# [DATASET CONTENT]

((

PR #106, opened 2017-07-02
Working Caching

miburf:
Integrate Cache with ThingClient to return cached results
Add completions to database methods, and other PR comments
Add to Sample to see load time and reload with cache vs cloud


HealthVault/Classes/Caching/Private/MHVThingCache.m
```diff
@@ -104,27 +104,32 @@ - (void)startCache
...
+    [self.database deleteDatabaseWithCompletion:^(NSError * _Nullable error)
+     {
+         if (error)
+         {
+             MHVLOG(@"ThingCache: Error deleting database: %@", error.localizedDescription);
+         }
+         
+         @synchronized (self.syncCompletionHandlers)
+         {
+             [self.syncCompletionHandlers removeAllObjects];
```
namalu: Don't we need to call the completion on any pending completion handlers so call don't get orphaned?

HealthVault/Classes/Caching/Private/MHVThingCache.m
```diff
@@ -133,40 +138,159 @@ - (void)cachedResultsForQueries:(MHVThingQueryCollection *)queries
...
     {
-        if (completion)
-        {
-            completion(nil, [NSError error:[NSError MHVCacheNotReady] withDescription:@"recordId not found in cache database"]);
-        }
         return;
     }
     
-    if (![self.database isCacheValidForRecordId:recordId.UUIDString])
+    [self.database syncDataForRecordId:recordId.UUIDString
```
namalu: Maybe this should be named cacheStatusForRecordId:. I read this and think that this method triggers a sync.

HealthVault/Classes/Caching/Private/MHVThingCache.m
```diff
@@ -133,40 +138,159 @@ - (void)cachedResultsForQueries:(MHVThingQueryCollection *)queries
...
+{
+    for (MHVThing *thing in things)
     {
-        if (completion)
+        NSDate *date = [NSDate date];
+        if (created)
         {
-            completion(nil, [NSError MHVCacheError:@"Cache is not valid for record"]);
+            thing.created = [MHVAudit new];
+            thing.created.when = date;
```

))

# [ASSIGNMENT]
Scan the listing for the string "syncCompletionHandlers", then copy every line where it appears.

# [YOUR SOLUTION]
+         @synchronized (self.syncCompletionHandlers)
+             [self.syncCompletionHandlers removeAllObjects];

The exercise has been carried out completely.